Happy New Years to you, Eric, as well as everybody else on here!!! I FEEL 17 when I'm driving my GTO, (but I don't look it...the kids thinkld guy..what a waste!)Jay Leno is doing exactly what I'd be doing if I had his $$$$$. He works on his own vehicles, drives them, and contributes to the hobby extensively. We need more like him. I certainly have his taste in CARS. (He just bought a Model T!!!) Who WOULDN"T want to drive a 90 year old, 90 mph Doble Steamer? I know I would! My stock, high and creaky 1915 Ford Model T feels like it's going 100mph when I'm doing about 40.....it's right on the "edge". I think that's the point. I think all of us on this site have grease under our nails, are more interested in what's under the hood than what sound system is in the car, and would rather DRIVE than trailer their rides. I DO understand the "preserver" mentality, but everything has got to be in moderation. "Preservers" who keep everything sealed, covered, waxed, and stowed are WAAAY better than the "park it and fuggedaboudit" Hoarders!


----------



## 68greengoat (Sep 15, 2005)

jetstang said:


> Silver anniversary's are 78s, same as pace car, just grey and blue two tone. I understand limiting mileage on a car, only use the car for pleasure and weekend cruising, but not parking it. My collectors insurance on my Lemans only allows 2k miles a year, must be garage kept and not driven to work, but it's only $116 a year full coverage, so great deal.

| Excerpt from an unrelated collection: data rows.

PR #2438, opened 2019-05-29
Simplify service accounts and pod security policies

jandubois:
Includes bump to fissile version that implements the simplified model.

Jobs no longer specify a psp; there is just one psp anymore and it is bound to all service accounts.  In addition to capabilities each job now also specifies if the pod needs to be privileged.

Most of the cluster roles have been replaced by regular roles. The exceptions are the `eirini`, `node-reader`, and `test` cluster roles.

Eirini continues to run effectively as cluster-admin and will be addressed at a later time. The node-reader cluster role is required for diego-cells to be able to read the AZ label of the nodes they
are running on. The test-role is used by brain tests and not installed by the helm chart.

See also: https://github.com/cloudfoundry-incubator/fissile/wiki/ServiceAccount-and-PodSecurityPolicy-usage

### DIFF
--- a/bin/common/versions.sh
+++ b/bin/common/versions.sh
@@ -10,7 +10,7 @@ set -o errexit -o nounset
 export BOSH_CLI_VERSION="fcaa9c6caff58ab8da8c56481320681cdea492ee"
 export CFCLI_VERSION="6.42.0"
 export FISSILE_FLAVOR="develop"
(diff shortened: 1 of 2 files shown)


f0rmiga:
Waiting for UAA and Fissile to be updated with the merged ones.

I pay $225 for a year of full coverage, can put as many miles on it as I want and can drive it anywhere. To me it's worth the little extra coin.....


----------



## ppurfield001 (Jan 21, 2008)

geeteeohguy said:


> Happy New Years to you, Eric, as well as everybody else on here!!! I FEEL 17 when I'm driving my GTO, (but I don't look it...the kids thinkld guy..what a waste!)Jay Leno is doing exactly what I'd be doing if I had his $$$$$. He works on his own vehicles, drives them, and contributes to the hobby extensively. We need more like him. I certainly have his taste in CARS. (He just bought a Model T!!!) Who WOULDN"T want to drive a 90 year old, 90 mph Doble Steamer? I know I would! My stock, high and creaky 1915 Ford Model T feels like it's going 100mph when I'm doing about 40.....it's right on the "edge". I think that's the point. I think all of us on this site have grease under our nails, are more interested in what's under the hood than what sound system is in the car, and would rather DRIVE than trailer their rides. I DO understand the "preserver" mentality, but everything has got to be in moderation. "Preservers" who keep everything sealed, covered, waxed, and stowed are WAAAY better than the "park it and fuggedaboudit" Hoarders!


Happy New Year to all.

A TV segment on part of Jay Leno's collection included Leno's statement that "every car in here is registered and driven." A real "car" guy. Let the rich guys hoard cars, we know its much better to put a smile on your face driving the car than looking at it "under glass." Plus, you get so many other smiles from many that see the car. Ever notice that everyone who comes up to talk to you about your Goat has "a story?" I had one, my cousin had one, my buddy had one, yada, yada.


----------



## jetstang (Nov 5, 2008)

68greengoat said:


> I pay $225 for a year of full coverage, can put as many miles on it as I want and can drive it anywhere. To me it's worth the little extra coin.....


Hey, that's a great deal on insurance also.


----------



## Rukee (Feb 8, 2007)

I pay about the same, I just can't drive the car in January and I have to have another primary DD insured through the same company.


----------



## 68greengoat (Sep 15, 2005)

jetstang said:


> Hey, that's a great deal on insurance also.


Grundy. Sounds like you may be with Hagerty?



Rukee said:


> I pay about the same, I just can't drive the car in January and I have to have another primary DD insured through the same company.


Like that's ever an issue since we live in the snow/rust belt. :cheers


----------